Extended Data Fig. 5: Nox1+ colon cells express markers of undifferentiated stem cells.
From: NOX1 and NPY1R mark regional colon stem cell populations that serve as cancer origins in vivo
a) qPCR analysis on Nox1- and Npy1r-GFP FAC-sorted cells showed an enrichment in stem cell markers Lgr5 (Nox1 caecum n = 3, 12.42 ± 1.219; Nox1 colon n = 4, 14.0825 ± 1.656; Npy1r colon n = 6, 9.6516 ± 0.5590), Smoc2 (Nox1 caecum n = 3, 5.8765 ± 0.2463; Nox1 colon n = 4, 7.5078 ± 0.3144; Npy1r colon n = 4, 6.368 ± 0.7178), Ascl2 (Nox1 caecum n = 3, 7.613 ± 1.399; Nox1 colon n = 4, 17.916 ± 0.7981; Npy1r colon n = 4, 11.0515 ± 2.212) (upper panel).
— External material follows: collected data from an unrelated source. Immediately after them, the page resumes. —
PR #104, opened 2024-08-10
don't merge this

S1nus:
## Overview
Solidity doesn't have dynamic memory arrays, so we tried to figure out how to compute the array size. Here it is.


rootulp:
Seems stale. Feel free to re-open if this is still needed.

PR #108, opened 2024-10-07
chore: expose generate subtree roots method (#106)

rach-id:
This PR exposes a method to generate the subtree roots. It will be handy in downstream repos (will be using it in Celestia-node) instead of re-implementing it.

cherry picked from commit 662d17db20089f0fcba6ef4369a49fb87e3b4127


cristaloleg (approved):
SGTM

Lineage markers Dra (Nox1 caecum n = 4, 0.079 ± 0.03201; Nox1 colon n = 5, 0.18 ± 0.04231; Npy1r colon n = 7, 0.19 ± 0.03690), Muc2 (Nox1 caecum n = 3, 0.2367 ± 0.09939; Nox1 colon n = 3, 0.18 ± 0.06245; Npy1r colon n = 7, 0.09 ± 0.01952), ChgA (Nox1 caecum n = 3, 0.1667 ± 0.1217; Nox1 colon n = 3, 0.12 ± 0.04041; Npy1r colon n = 7, 0.7814 ± 0.1142), and Reg4 (Nox1 caecum n = 3, 0.15 ± 0.04807; Nox1 colon n = 3, 0.3967 ± 0.1530; Npy1r colon n = 7, 0.57 ± 0.1214) were upregulated in the GFP− population, indicating that Nox1+ and Npy1r+ cells enrich for stem cells. Statistical significance was determined by two-tailed t-test; b-c) Co-IF for GFP and lineage markers using Nox1-2A-EGFP (n = 5) (b) and Npy1r-EGFP-IRES-CreERT2 (n = 5) (c) mice colon (caecum, distal colon and rectum) showed that GFP+ cells do not overlap with the lineage markers. Co-IF with Ki67 indicated that Nox1+ and Npy1r+ cells are proliferative. Scale bar: 25μm.